Instrumentation - Algorithmica

Instrumentation is an overcomplicated term that means inserting timers and other tracking code into programs. The simplest example is using the time utility in Unix-like systems to measure the duration of execution for the whole program.

More generally, we want to know which parts of the program need optimization. There are tools shipped with compilers and IDEs that can time designated functions automatically, but it is more robust to do it by hand using any methods of interacting with time that the language provides:

clock_t start = clock();
do_something();
float seconds = float(clock() - start) / CLOCKS_PER_SEC;
printf("do_something() took %.4f", seconds);

One nuance here is that you can’t measure the execution time of particularly quick functions this way because the clock function returns the current timestamp in microseconds ($10^{-6}$) and also by itself takes up to a few hundred nanoseconds to complete. All other time-related utilities similarly have at least microsecond granularity, which is an eternity in the world of low-level optimization.
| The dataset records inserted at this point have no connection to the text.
PR #987, opened 2022-04-05
Version injection

smadbe:
## Description

- Inject the generated version number in code through an auto-generated file. (less worst solution)
- Also remove the version from the package.json +lock files from DRYness and as they were useless.
- Inject this version in Sentry to that sentry gets the correct version number of the app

To achieve higher precision, you can invoke the function repeatedly in a loop, time the whole thing once, and then divide the total time by the number of iterations:

#include <stdio.h>
#include <time.h>

const int N = 1e6;

int main() {
    clock_t start = clock();

    for (int i = 0; i < N; i++)
        clock(); // benchmarking the clock function itself

    float duration = float(clock() - start) / CLOCKS_PER_SEC;
    printf("%.2fns per iteration\n", 1e9 * duration / N);

    return 0;
}

You also need to ensure that nothing gets cached, optimized away by the compiler, or affected by similar side effects. This is a separate and highly complicated topic that we will discuss in more detail at the end of the chapter.

#Event Sampling

Instrumentation can also be used to collect other types of information that can give useful insights about the performance of a particular algorithm. For example:

for a hash function, we are interested in the average length of its input;
for a binary tree, we care about its size and height;
for a sorting algorithm, we we want to know how many comparisons it does.

In a similar way, we can insert counters in the code that compute these algorithm-specific statistics.

Adding counters has the disadvantage of introducing overhead, although you can mitigate it almost completely by only doing it randomly for a small fraction of invocations:

void query() {
    if (rand() % 100 == 0) {
        // update statistics
    }
    // main logic
}

If the sample rate is small enough, the only remaining overhead per invocation will be random number generation and a condition check. Interestingly, we can optimize it a bit more with some stats magic.

Mathematically, what we are doing here is repeatedly sampling from Bernoulli distribution (with $p$ equal to sample rate) until we get a success. There is another distribution that tells us how many iterations of Bernoulli sampling we need until the first positive, called geometric distribution. What we can do is to sample from it instead and use that value as a decrementing counter:

void query() {
    static next_sample = geometric_distribution(sample_rate);
    if (next_sample--) {
        next_sample = geometric_distribution(sample_rate);
        // ...
    }
    // ...
}

This way we can remove the need to sample a new random number on each invocation, only resetting the counter when we choose to calculate statistics.

Techniques like that are frequently used by library algorithm developers inside large projects to collect profiling data without affecting the performance of the end program too much.